PR #224, opened 2021-09-19
WIP: Use floating window for completion menus

hrsh7th:
I don't think it can be completed... (and it will introduce a lot of breaking change.)


hrsh7th:
Anyway, It's mostly working.

hrsh7th:
I don't know the reason but it's improve performance 😂

hrsh7th:
Support scrollbar.

https://user-images.githubusercontent.com/629908/134109000-aab23f4b-a1d1-49eb-8caf-035d095d784e.mp4

uga-rosa:
I get an error or the cursor jumps to the beginning of the column. When I cut it down to this level, it worked fine.

```vim
call plug#begin("/tmp/cmp-test")
Plug 'hrsh7th/nvim-cmp'
Plug 'hrsh7th/cmp-buffer'
call plug#end()

set completeopt=menu,menuone,noselect

lua <<EOF
local cmp = require'cmp'

cmp.setup({
  mapping = {
    ['<C-d>'] = cmp.mapping.scroll_docs(-4),
    ['<C-f>'] = cmp.mapping.scroll_docs(4),
    ['<C-Space>'] = cmp.mapping.complete(),
    ['<C-e>'] = cmp.mapping.close(),
  },
  sources = {
    { name = 'buffer' },
  }
})
EOF
```

hrsh7th:
I've met the same problem. I think currently the problem should be solved.
Of course, It can be another root cause...

uga-rosa:
I found the cause, it seems to behave strangely when completeopt is not set.

uga-rosa:
This is a different problem, but the menu only appears at the bottom, so if the cursor is at the bottom, the menu is not visible.

uga-rosa:
Cursor jumping has been fixed!!

hrsh7th:
> This is a different problem, but the menu only appears at the bottom, so if the cursor is at the bottom, the menu is not visible.
Currently, this is intended but hm... I will implement it.

Shougo:
@hrsh7th Hi.  I want to test the feature.  What is the fancy menu config?

ericpubu:
I've been using this branch today, and it works mostly fine!
this is a really nice change, thanks!

The only thing I've found is that when I enter through the completion menu and out (`select_next_item` and `select_prev_item`), it's inserting the value, making the undo behaves weird, on the main branch just one undo removes the last value:

https://user-images.githubusercontent.com/18682359/134386797-aec1146d-17ba-42b8-86c7-9b70adc0e4f1.mov

Maybe you have already found this, but I'll leave it here if it's useful! ignore it otherwise.

tzachar:
This looks really good.
Can we make the color scheme configurable?

hrsh7th:
@tzachar I've implemented customi highlights.

You can look `plugin/cmp.lua` for it.

tzachar:
> @tzachar I've implemented customi highlights.
> 
> You can look `plugin/cmp.lua` for it.

Cool :)

rhcher:
Hi, I've been using this branch for a while now. So far it is working well. The only insignificant glitch is in the documentation for entries.
This is in the master branch:
image
And this is in the custom-menu branch:
image
If you are already aware of this problem, please ignore it.

uga-rosa:
image
I noticed something strange. When a non-consecutive match occurs, the latter part of the match is italicized. This is independent of the color scheme.

akinsho:
@uga-rosa I believe this is intentional, there is a special highlight for characters that were matched fuzzily `CmpItemAbbrMatchFuzzy` which seems to have a default italic highlight which I'm sure you can override if you wanted 🤷🏿‍♂️

uga-rosa:
@akinsho I see. I didn't read the readme of this branch properly:(
I personally don't like italics because they can break the display.

tzachar:
Been using this branch for a while now.
Some issues:

1) When not mapping <C-c> to close the completion window, and pressing '<C-c>' while the completion window is open, this is what I get:
bad_C-c

2) When I map <C-e> like this:

```lua
['<C-e>'] = cmp.mapping.abort()
```

or this:
```lua
['<C-e>'] = cmp.mapping.close()
```
Pressing <C-e> repeatedly clones the following line:


bad_c_e

uga-rosa:
@tzachar The first is probably due to the fact that `insertleave` is not fired, which is a specification of `i_CTRL-c`.
The second is the original `i_CTRL-e` behavior. I think this was intended. When the cmp function does not fire, the original map should be used.

hrsh7th:
I've added todos

tzachar:
@hrsh7th I now understand why `<C-e>` behaves as such... This is basically the default mapping of `<C-e>`... The question is why the fallback is called in this case.

uga-rosa:
https://github.com/hrsh7th/nvim-cmp/blob/ab74c9a7eb1f1a23ec4dde9354965fdd51a6f598/lua/cmp/init.lua#L56

I think it's here. `feedkey` that was originally included to close menu is no longer needed.

hrsh7th:
@uga-rosa Yes. I think `cmp.mapping.{close,abort}` should call `view:{close,abort}()`.
Current implementation is depending on native menu.

uga-rosa:
@hrsh7th Since `view:close()` is called in `cmp.core:reset()`, which is called one line above this one, I think it will work if you just delete this line.

hrsh7th:
Hm... indeed. But we need the `<C-e>` to clear `v:completed_item` after completion...
I will remove `<C-e>` for now.

hrsh7th:
vim's native completion menu will save state to `v:completed_item`. It isn't cleared when closed the pum.
If `v:completed_item` exists, the `<C-n>` does not work...

tzachar:
Im not sure `<C-e>` is the only problem. I think this is something more systematic. When I map `<C-c>` to `cmp.mapping.abort`, 
Im getting a capital `c` b4 the menu is closed.

cmp should not pass on the keypress if the menu is open.

uga-rosa:
Hmm? In my environment, by deleting line 56, `<C-e>` works now correctly, regardless of experimental.native_menu.

hrsh7th:
I think `cmp.mapping.abort` and `cmp.mapping.close` works propely now.

tzachar:
Works like a charm :)

hrsh7th:
I'm considering how to specify the border and winhighlight option by the user...

https://user-images.githubusercontent.com/629908/134810491-a7eec8f8-94ae-4e76-96fe-37525f5b3b35.mp4

hood:
A simple question: will this feature be optional?

hrsh7th:
This feature is the default.
It can be disabled with `cmp.setup {experimental = {native_menu = true}}`.

I would like to have only a custom menu in the future.

akinsho:
> I'm considering how to specify the border and winhighlight option by the user

@hrsh7th why not take the border in the exact format compatible with `nvim_open_win` but winhiglight can be a list which is *maybe* easier to follow than `NormalFloat:WarningMsg,FloatBorder:ErrorMsg` e.g.
```lua
border = 'single' | 'double' | 'rounded' | {"/", "-", "\\", "|"}
winhighlight = {{'FloatNormal', 'WarningMsg'}, {'FloatBorder', 'ErrorMsg'}}
```
Just a random suggestion, feel free to ignore 🤷🏿‍♂️ 

Also I noticed that the scroll bar thumb is customisable I think but not the track, it's just the same color as the background whereas other custom float scrollbars allow styling each bit for example `wilder.nvim`'s looks like

image

hrsh7th:
@akinsho Looks very good! But is super difficult...

The reason is that default appearance uses border (whitespace) too.
So we can't determine should shift the scrollbar or not.

We should introduce `win_mode` option. If win_mode is specified as `single/double/rounded`, we should shift the scrollbar to the window inner.

akinsho:
@hrsh7th it's definitely a *super minor* point I thought maybe it was already possible but the default highlighting was just set to the same colour as the background and it would just be a matter of changing the highlight group. If it's at all complex, then just disregard the suggestion

hood:
> This feature is the default.
> It can be disabled with `cmp.setup {experimental = {native_menu = true}}`.
> 
> I would like to have only a custom menu in the future.

IMHO keeping the faculty to choose between the two options could prove a better move. This way if futures users'll want to use the OG Pmenu for any reason they'll be able keep using `nvim-cmp` instead of having to find alternatives just for a matter of aesthetics. Just my 2cents ofc, great job for all the work anyway.

McAuleyPenney:
Hey, the custom menu is super cool, thank you for this. I'm trying it out right now and one thing I notice is that, when ghost text is also being used, the ghost text is left even after backspacing the current word. 

For example, I am typing the word "for" in this first screenshot:
image


 After backspacing through it:
image

I recognize that this is not a priority at the moment but figured that it might be worth mentioning.

hrsh7th:
I will merge after a while.

dmitmel:
> > [...]
> > I would like to have only a custom menu in the future.
> 
> IMHO keeping the faculty to choose between the two options could prove a better move. This way if futures users'll want to use the OG Pmenu for any reason [...]

One reason may be that the built-in completion menu has better integration with Neovim GUIs. I too think that keeping this as an option is the right way.

hrsh7th:
Remaining enhancements.

1. Some window mode support
- Only need to support `rounded / single / double / default`.
- The `default` means to add padding on the left / right side.
- Special support for scrollbar position in bordered mode.

2. Solve matched character highlights with caches
- It's a bit complicated...

Shatur:
> I understand that I should keep the native menu mode, but then I shouldn't have this feature. I also think due to maintenance costs.

If the new menu is faster and nicer - I would okay to use the only new menu.

hrsh7th:
My plan is
1. First, we support both native and custom to avoid community confusion.
2. Wait and see for a moment then we decide the native menu can be removed or not. (I hope it can be removed ...)

gegoune:
> Only need to support rounded / single / double / default.

Why not allow passing `border` same way as for `nvim_open_win`? It's very flexible.

gegoune:
It's all nitpicking, but why does it have to be out of the window? Shouldn't it actually be within the border of the window?

hrsh7th:
#### The visible border mode.
We should locate the scrollbar to -2 offset from the right edge.

#### The invisible border mode.
We should locate the scrollbar to -1 or 0 offset from the right edge.

sQVe:
I ran this branch when working today and really enjoyed the changed. Just wanted to reach out and say thank you @hrsh7th for all your hard work.

McAuleyPenney:
I think that I may have found some other items of interest for the custom menu. On some occasions, it looks like the left half of the menu is cut off. On other occasions, seemingly when the menu is open during insert mode, you escape to normal, go back to insert, and start typing, the menu returns but with no visible text. When the menu is like this, you can still scroll through it, see documentation, and select an item from the menu. 

https://user-images.githubusercontent.com/59481467/135142164-b6585bd0-2d8c-42fb-82e1-4e5c79f72efa.mp4

sQVe:
I'm curios on how to best handle bindings for the `custom-menu` vs the `native-menu`. I've setup my <kbd>Tab</kbd> key to trigger:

####################

Task directions
Starting with the first line of the data above, copy each line exactly until you reach the line with "Support scrollbar."; include that line as well.

Answer below
PR #224, opened 2021-09-19
WIP: Use floating window for completion menus

hrsh7th:
I don't think it can be completed... (and it will introduce a lot of breaking change.)


hrsh7th:
Anyway, It's mostly working.

hrsh7th:
I don't know the reason but it's improve performance 😂

hrsh7th:
Support scrollbar.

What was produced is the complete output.